Max: They cannot possibly be serious.
- In The Diamond Age, the bad guys lock Nell in a closet with a working matter compiler.
- Subverted in many Discworld novels that features the principal character getting locked in a cell of some sort; the characters, via narration, complain that their jailers hadn't supplied them with any of the necessary means of escape.
- A notable example in Monstrous Regiment when the eponymous regiment is locked in a kitchen — not only does their makeshift cell lack any of the useful weapon-type things one would expect to find in a kitchen (knives, rolling pins, etc.), but it also appears to contain no food at all.
- Also played straight in the same book, as one of the companions of the protagonist is a pyromaniac and the soldiers helpfully leave them in a room full of flour. (Flour, like many organic powders, is explosive when suspended in air.)
- The trope is taken to its logical conclusion in Guards!

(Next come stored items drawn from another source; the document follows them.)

PR #215, opened 2022-03-10
Feat/menu trigger/refactor

torgeadelin:
# Description
Refactor of `MenuTrigger` component to take advantage of the new `Popover ` component. There are no behaviour  nor accessibility changes. (Some improvements for accessibility).

# Links
[SPARK-300539](https://jira-eng-gpk2.cisco.com/jira/browse/SPARK-300539)


src/components/MenuTrigger/MenuTrigger.constants.ts
```diff
@@ -1,13 +1,28 @@
 const CLASS_PREFIX = 'md-menu-trigger';
+import { PLACEMENTS } from '../ModalArrow/ModalArrow.constants';
+import { COLORS } from '../ModalContainer/ModalContainer.constants';
+import type { PlacementType } from '../ModalArrow/ModalArrow.types';
+
+const MENU_TRIGGER_PLACEMENTS: Record<string, PlacementType> = PLACEMENTS;
+delete MENU_TRIGGER_PLACEMENTS.LEFT;
```
cscheffauer, line 7: i think instead of deleting it you could iterate over the PLACEMENTS and filter them like `placement.startsWith('top')` etc.

src/components/MenuTrigger/MenuTrigger.constants.ts
```diff
@@ -1,13 +1,28 @@
...
+delete MENU_TRIGGER_PLACEMENTS.RIGHT_END;
+delete MENU_TRIGGER_PLACEMENTS.AUTO;
+delete MENU_TRIGGER_PLACEMENTS.AUTO_START;
+delete MENU_TRIGGER_PLACEMENTS.AUTO_END;
 
 const DEFAULTS = {
-  BACKGROUND: 'primary' as const,
-  OVERLAY_RADIUS: 75 as const,
+  VARIANT: 'medium',
+  PLACEMENT: MENU_TRIGGER_PLACEMENTS.BOTTOM_START as string,
```
cscheffauer, line 19: is casting as string necessary here?

src/components/MenuTrigger/MenuTrigger.stories.args.ts
```diff
@@ -23,8 +24,38 @@ export default {
         summary: 'boolean',
       },
       defaultValue: {
-        summary: 'false',
+        summary: 'true',
       },
     },
   },
+  isOpen: {
+    description: 'Whether the overlay is open by default (controlled).',
```
cscheffauer, line 32: the description might not 100% correct here. It is not only controlling if default open, but you can also change the isOpen later on to open and close it from the outside correct?

src/components/MenuTrigger/MenuTrigger.stories.tsx
```diff
@@ -31,12 +32,15 @@ const Example = Template<MenuTriggerProps>(MenuTrigger).bind({});
 Example.argTypes = { ...argTypes };
 
 Example.args = {
-  closeOnSelect: false,
   'aria-label': 'Menu trigger',
-  children: [
+  closeOnSelect: true,
+  onOpenChange: action('onOpenChange'),
+  triggerComponent: (
     <ButtonPill key="1">
```
cscheffauer, line 39: why are those key's necessary?

src/components/MenuTrigger/MenuTrigger.tsx
```diff
@@ -1,18 +1,21 @@
...
 import { useMenuTrigger } from '@react-aria/menu';
 import Menu, { MenuContext } from '../Menu';
-import { DismissButton, useOverlay } from '@react-aria/overlays';
+import { DismissButton } from '@react-aria/overlays';
 import { verifyTypes } from '../../helpers/verifyTypes';
 import { FocusScope } from '@react-aria/focus';
-import ModalContainer from '../ModalContainer';
-import ContentSeparator from '../ContentSeparator';
 import { useKeyboard } from '@react-aria/interactions';
+import { FocusStrategy } from '@react-types/shared';
```
cscheffauer, line 14: nitpick: this could be a `type` only import i think

src/components/MenuTrigger/MenuTrigger.tsx
```diff
@@ -1,18 +1,21 @@
...
+import ContentSeparator from '../ContentSeparator';
+import Popover from '../Popover';
+import { PopoverInstance, VariantType } from '../Popover/Popover.types';
```
cscheffauer, line 17: nitpick: this could be a `type` only import i think

src/components/MenuTrigger/MenuTrigger.tsx
```diff
@@ -21,98 +24,132 @@ const MenuTrigger: FC<Props> = (props: Props) => {
     style,
     closeOnSelect,
     children,
-    overlayRadius = DEFAULTS.OVERLAY_RADIUS,
+    isOpen,
```
cscheffauer, line 27: i think this default could also be a constant like DEFAULTS.ISOPEN

src/components/MenuTrigger/MenuTrigger.tsx
```diff
@@ -21,98 +24,132 @@ const MenuTrigger: FC<Props> = (props: Props) => {
...
-      isDismissable: state.isOpen,
-      isKeyboardDismissDisabled: false,
-    },
-    overlayRef
-  );
+  /**
+   * For some reason restoreFocus prop on <FocusScope> doesn't
+   * work. We focus back to trigger manually.
+   */
+  const handleFocusBackOnTrigger = () => {
```
cscheffauer, line 56: i would recommend using `useCallback` to improve performance - see here:
https://stackoverflow.com/a/36677798

src/components/MenuTrigger/MenuTrigger.tsx
```diff
@@ -21,98 +24,132 @@ const MenuTrigger: FC<Props> = (props: Props) => {
...
     onClose: state.close,
     closeOnSelect,
     ref: menuRef,
-    autoFocus: state.focusStrategy,
   };
 
-  // This should work out of the box, but for some reason it doesn't
-  // Added a temporary fix until I get the time to look deeper
+  /**
+   * Handle closeOnSelect from @react-aria manually
```
cscheffauer, line 68: for someone who doesn't know about what the closeOnSelect does, this comment isn't really useful. It would be better to actually explain what the code does imho

src/components/MenuTrigger/MenuTrigger.tsx
```diff
@@ -21,98 +24,132 @@ const MenuTrigger: FC<Props> = (props: Props) => {
...
+   */
+  useEffect(() => {
+    if (!state.isOpen && popoverInstance?.state.isVisible) {
+      popoverInstance.hide();
+      handleFocusBackOnTrigger();
+    }
+  }, [state.isOpen, popoverInstance]);
+
+  /**
+   * Handle isOpen from @react-aria manually
```
cscheffauer, line 78: same here - i would recommend mentioning that this is necessary to do cause we use our own custom popover :)

src/components/MenuTrigger/MenuTrigger.tsx
```diff
@@ -21,98 +24,132 @@ const MenuTrigger: FC<Props> = (props: Props) => {
...
+   * Add manual keyboard accessibility because our Popover component
+   * doesn't work well with @react-aria
+   */
   const { keyboardProps } = useKeyboard({
     onKeyDown: (event) => {
       if (event.key === 'Escape') {
         state.close();
       }
-      if (state.isOpen && event.key === 'Tab') {
+      if (state.isOpen && event.key === 'Tab' && menus.length === 1) {
```
cscheffauer, line 99: maybe a short comment about why the tab outside in multiple menus should not close the popover might be useful here

src/components/MenuTrigger/MenuTrigger.tsx
```diff
@@ -21,98 +24,132 @@ const MenuTrigger: FC<Props> = (props: Props) => {
...
+        {menus.map((menu: ReactElement, index) => {
+          return (
+            <MenuContext.Provider
+              value={
+                // when we have multiple menus inside the menu trigger, we want only the first menu
+                // to autoFocus on open. If we add autoFocus for all Menus, the last menu in the menu
+                // trigger will have the first focus, which is wrong
+                index === 0 ? { ...menuContext, autoFocus: 'first' as FocusStrategy } : menuContext
+              }
+              key={`{fragment-${index}}`}
```
cscheffauer, line 142: why fragment as a prefix? also why does the MenuContext need the key?

src/components/MenuTrigger/MenuTrigger.constants.ts
torgeadelin: Yes, you did that in the Popover as well.
image

src/components/MenuTrigger/MenuTrigger.stories.args.ts
torgeadelin: Changed.

src/components/MenuTrigger/MenuTrigger.stories.tsx
torgeadelin: No longer needed here.

The button used to be part of `children` in the previous implementation, and that was needed because I was providing children as an array in the stories/test.

src/components/MenuTrigger/MenuTrigger.tsx
torgeadelin: Good catch!

src/components/MenuTrigger/MenuTrigger.tsx
torgeadelin: Good catch!

src/components/MenuTrigger/MenuTrigger.tsx
torgeadelin: I don't think that should be a constant. DEFAULTS.IS_OPEN will never be true for this component. DEFAULTS are more for configuration of the component (mostly style). 

`isOpen` is controlling the state, so it's more a functional prop than customisation/style.

src/components/MenuTrigger/MenuTrigger.tsx
torgeadelin: This is explained in the stories.

src/components/MenuTrigger/MenuTrigger.tsx
torgeadelin: Explained in the stories.

src/components/MenuTrigger/MenuTrigger.tsx
torgeadelin: fixed.

src/components/MenuTrigger/MenuTrigger.tsx
cscheffauer: we should keep these docs here also up to date, cause if consumers are using the component just with Typescript and don't look at the storybook, they still want to have a good explanation about that prop imho :)

src/components/MenuTrigger/MenuTrigger.tsx
cscheffauer: same comment as above ;)

src/components/MenuTrigger/MenuTrigger.constants.ts
```diff
@@ -1,13 +1,24 @@
 const CLASS_PREFIX = 'md-menu-trigger';
+import { PLACEMENTS } from '../ModalArrow/ModalArrow.constants';
+import { COLORS } from '../ModalContainer/ModalContainer.constants';
+import type { PlacementType } from '../ModalArrow/ModalArrow.types';
+
+const MENU_TRIGGER_PLACEMENTS: Record<string, PlacementType> = Object.entries(PLACEMENTS)
+  // eslint-disable-next-line @typescript-eslint/no-unused-vars
+  .filter(([_, value]) => value.startsWith('top') || value.startsWith('bottom'))
```
cscheffauer, line 8: this whole function looks a bit complicated - can u try to use the `pickBy` utility from lodash instead?
https://lodash.com/docs/4.17.15#pickBy

I think that would make it cleaner

cscheffauer (approved):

Guards!, where the Patrician is locked up inside a supposedly escape-proof cell of his own design. Not only did the guys who locked him up overlook that the door with its unpickable lock had bolts on the inside (enabling Vetinari to lock the door from the inside and keep them out), they also failed to realize that there was a hidden compartment inside the cell containing enough food and water to keep him healthy for several days should they decline to feed him, along with a copy of the key to the unpickable lock.
- Another Discworld subversion is in The Fifth Elephant, where Vimes is imprisoned by Dwarves and slipped some kind of particularly deadly assassin's weapon with which to take out his guards. It is a subversion, as he correctly reasons that the weapon was only provided so that he could be legitimately executed if he used it (plus, it's a single-shot weapon, and there's more than one guard), and thus he only knocks the guards unconscious when escaping.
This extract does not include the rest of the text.